Larkspurs In The Botany
Are Blue, But If You Were To Slip Rein To The Stub Of Some Black
Sage And Set About Proving It You Would Be Still At It By The Hour
When The White Gilias Set Their Pale Disks To The Westering
Sun.
This is the gilia the children call "evening snow," and it is
no use trying to improve on children's names for wild flowers.
From the height of a horse you look down to clean spaces in a
shifty yellow soil, bare to the eye as a newly sanded floor. Then
as soon as ever the hill shadows begin to swell out from the
sidelong ranges, come little flakes of whiteness fluttering at the
edge of the sand.

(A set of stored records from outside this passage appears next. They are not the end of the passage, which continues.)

PR #1106, opened 2018-11-24
Murata BNX025 EMI-filter

aewallin:
Footprint for Murata BNX025 EMI-filter

1. datasheets:
PDF Catalog, page 223/245
https://www.murata.com/~/media/webrenewal/support/library/catalog/products/emc/emifil/c31e.ashx?la=en-us
recommended land-patter on catalog page 229/245
note same land-pattern for BNX022, 23, 24, 25 - I am not sure how to best name the footprint - it matches those four Murata filters.

futher specs e.g. here:
https://www.murata.com/en-us/products/productdetail.aspx?cate=luNoiseSupprFilteBlockType&partno=BNX025H01%23

2. screenshot attached.
filter_bnx025

3. No symbol or 3D model is available yet, AFAIK.

4. check_kicad_mod.py runs with only the 3D-model error (F9.3)
------------


aewallin:
symbol pull-request:
https://github.com/KiCad/kicad-symbols/pull/1168

poeschlr:
A quick review (only looked at the screenshot):
- The pin 1 marker is a line parallel to the pad if the pad is outside the part outline. (See any soic footprint for inspiration)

By dusk there are tiny drifts in the lee of
every strong shrub, rosy-tipped corollas as riotous in the sliding
mesa wind as if they were real flakes shaken out of a cloud, not
sprung from the ground on wiry three-inch stems. They keep awake
all night, and all the air is heavy and musky sweet because of
them.
Farther south on the trail there will be poppies meeting ankle
deep, and singly, peacock-painted bubbles of calochortus blown out
at the tops of tall stems. But before the season is in tune for
the gayer blossoms the best display of color is in the lupin wash.
There is always a lupin wash somewhere on the mesa trail,--a broad,
shallow, cobble-paved sink of vanished waters, where the hummocks
of Lupinus ornatus run a delicate gamut from silvery green
of spring to silvery white of winter foliage.